The arches are generally built with small stones of the same size and of even number, so as not to allow of a keystone. M. Mallay says that the mosaic work in the walls of these churches had wide joints of red mortar, projecting from the face of the wall. These mortar joints in the restored work appeared to me to be a bad modern device, and I think that the evidence in their favor ought to be very strong to be convincing.

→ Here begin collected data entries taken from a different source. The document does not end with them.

Issue #52, opened 2026-04-08
Large-Scale App Project Analysis


sunrain520:
<img width="787" height="165" alt="Image" src="https://github.com/user-attachments/assets/a04877af-bb0d-4043-b52b-206c43782567" />

<img width="730" height="776" alt="Image" src="https://github.com/user-attachments/assets/1e71a9af-0ad8-4fe6-a4b1-18ead4c24401" />

Issue 1: tree-sitter Version Incompatibility Causes Full Pipeline Crash                                                                                                                                                
                                                                                                                                                                                                                         
  Severity: P0 — Blocker                                                                                                                                                                                                 
                                                                                                                                                                                                                         
  Symptom: extract() crashes inside _resolve_cross_file_imports():                                                                                                                                                       
  TypeError: Language.__init__() missing 1 required positional argument: 'name'                                                                                                                                          
                                                                                                                                                                                                                         
  Root Cause: graphify's pinned tree-sitter==0.20.1 (old API) is incompatible with newer language bindings (e.g. tree-sitter-python, tree-sitter-swift). The new Language() constructor requires two arguments           
  (language_capsule, name), while the old version only needed one.                                                                                                                                                       
                                                                                                                                                                                                                         
  Impact: The entire AST extraction pipeline fails — 9,389 code files produce zero output.                                                                                                                               
                                                                     
  Suggested Fix:                                                                                                                                                                                                         
  - Pin compatible tree-sitter version ranges in pyproject.toml      
  - Add a version check at the extract() entry point with a clear upgrade message instead of a cryptic TypeError                                                                                                         
                                                                                                                
  ---                                                                                                                                                                                                                    
  Issue 2: Python-Only Logic Crash Blocks Non-Python Projects                                                                                                                                                            
                                                                                                                                                                                                                         
  Severity: P0 — Design Flaw                                                                                                                                                                                             
                                                                                                                                                                                                                         
  Symptom: _resolve_cross_file_imports() is a Python-exclusive feature (uses Python parser for cross-file import resolution). When it crashes, the entire extract() function fails — including Swift, ObjC, C, and all   
  other languages.                                                                                                                                                                                                       
                                                                                                                                                                                                                         
  Root Cause: In extract(), lines 76–77:                                                                                                                                                                                 
  cross_file_edges = _resolve_cross_file_imports(py_results, py_paths)
  all_edges.extend(cross_file_edges)                                                                                                                                                                                     
[...]

PR #89, opened 2026-04-08
fix: pin tree-sitter>=0.23.0 with clear version error

sebastianbreguel:
## Summary
Users with `tree-sitter<0.23.0` hit a cryptic `TypeError: Language.__init__() missing 1 required positional argument: 'name'` because the codebase uses the Language API v2 (`Language(lang_fn())`) but `pyproject.toml` had no minimum version pin.

Pins `tree-sitter>=0.23.0` in `pyproject.toml` and adds a `_check_tree_sitter_version()` guard at the top of `extract()` that catches stale environments and gives an actionable error message instead of a deep traceback.

## Behavior
- **Before:** `TypeError` crash deep in the AST pipeline, no indication of what's wrong
- **After:** `RuntimeError: tree-sitter X.Y.Z is too old. graphify requires tree-sitter >= 0.23.0. Run: pip install --upgrade tree-sitter`

## Diff
- `pyproject.toml`: `"tree-sitter"` → `"tree-sitter>=0.23.0"` (+1/-1)
- `graphify/extract.py`: `_check_tree_sitter_version()` function + call in `extract()` (+19)

Total: 2 files, +20/-1

Addresses #52 (Issue 1)

### DIFF
--- a/graphify/extract.py
+++ b/graphify/extract.py
@@ -2334,6 +2334,24 @@ def extract_elixir(path: Path) -> dict:
 
 # ── Main extract and collect_files ────────────────────────────────────────────
 
+
+def _check_tree_sitter_version() -> None:
+    """Raise a clear error if tree-sitter is too old for the new Language API."""
+    try:
+        from tree_sitter import LANGUAGE_VERSION
+    except ImportError:
+        raise ImportError(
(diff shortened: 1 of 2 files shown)


safishamsi:
Merged into v3 — tree-sitter pin bumped to >=0.23.0 and _check_tree_sitter_version() added to extract(). Shipping in v0.3.20.

PR #102, opened 2026-04-09
Fix packaged skill coverage for install targets

missflash:
## Behavior before

  - CLI accepted newer install targets
  - package metadata did not fully include all required skill files
  - packaged installs for some supported platforms were at risk of failing with missing-file errors

  ## Behavior after

  - all supported install targets have matching packaged skill assets
  - tests now cover the full supported install matrix exposed by the CLI
  - future regressions are more likely to be caught during test runs

  ## Validation

  Verified with:

  - `python3 -m compileall graphify tests`
  - direct `install(platform=...)` execution for:
    - `claude`
    - `codex`
    - `opencode`
    - `claw`
    - `droid`
    - `trae`
    - `trae-cn`
    - `windows`

  `pytest` was not available in the current environment, so full test-suite execution was not run here.

  ## Scope

  This PR intentionally avoids broader refactors and only fixes the packaging/test gap needed to make supported
  install targets consistent with shipped artifacts.

### DIFF
--- a/pyproject.toml
+++ b/pyproject.toml
@@ -57,4 +57,4 @@ where = ["."]
 include = ["graphify*"]
 
 [tool.setuptools.package-data]
-graphify = ["skill.md", "skill-codex.md", "skill-opencode.md", "skill-claw.md", "skill-windows.md", "skill-droid.md"]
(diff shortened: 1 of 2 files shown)


safishamsi:
Applied in v0.3.18. skill-trae.md is now included in pyproject.toml package-data alongside the other skill files. The test suite also has four new install tests covering droid, trae, trae-cn, and windows, and test_all_skill_files_exist_in_package now checks all seven skill files. Thanks for catching this.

The proportions of these churches are very similar. At Issoire, the width from centre of aisle wall to centre of nave column is one-fourth of the whole width, equal to the width from centre of nave columns, and to the diameter of the chapels in the apse, and one-half the height of the aisle, and one-fourth that of the nave. The height from floor to ridge is equal to the extreme width at base of walls. At Notre-Dame-du-Port the same kind of proportion exists, but from the outside of the buttress to the outside of the nave pier is one-fourth of the whole width.
I must now, before I conclude, say a few words as to the date of these churches, for which M. Mallay[57] is inclined to claim rather too great an age. He dates most of them (conjecturally) in the tenth century, though he admits that buildings in which the pointed arch is introduced may be as late as the twelfth century; and he considers the date of Notre-Dame-du-Port, Clermont, as circa A.D. 863 to 868. He founds this belief on the fact that no lava was used in its construction, and that the mosaics in its walls were formed of scoriae found on the surface of the soil. He considers that lava was not used until the eleventh century, but he must also prove (which he has not done) that stone was never used in Auvergne after the lava had once been admitted. M. Mallay depends no doubt to some extent on the admitted date of the nave of S. Amable, at Riom, where the main arches are pointed, as A.D. 1077. But the presence of the pointed arch proves nothing as to date, for we see it long before this in S. Front, at Périgueux; and in every other respect there is no doubt that S. Amable presents every evidence of being older than Notre-Dame-du-Port, and others of these churches, in which none but round arches occur.
On either side of Auvergne there are other churches, of precisely the same character as to plan and mode of construction, the dates of which are pretty certain. One is S. Étienne, at Nevers, which was commenced in A.D. 1063, and completed and consecrated on the 13th December 1097. The plan of this church is similar in nearly every respect to that of the Auvergne churches. But, so far as one may judge of date from style, I should have no hesitation in saying that this church must be older than either Issoire or Notre-Dame-du-Port. It is ruder in character, there is very little sculpture on the capitals, which are mostly a sort of rude imitation of Doric, and in the transepts there are not only round arches, but also some straight-sided.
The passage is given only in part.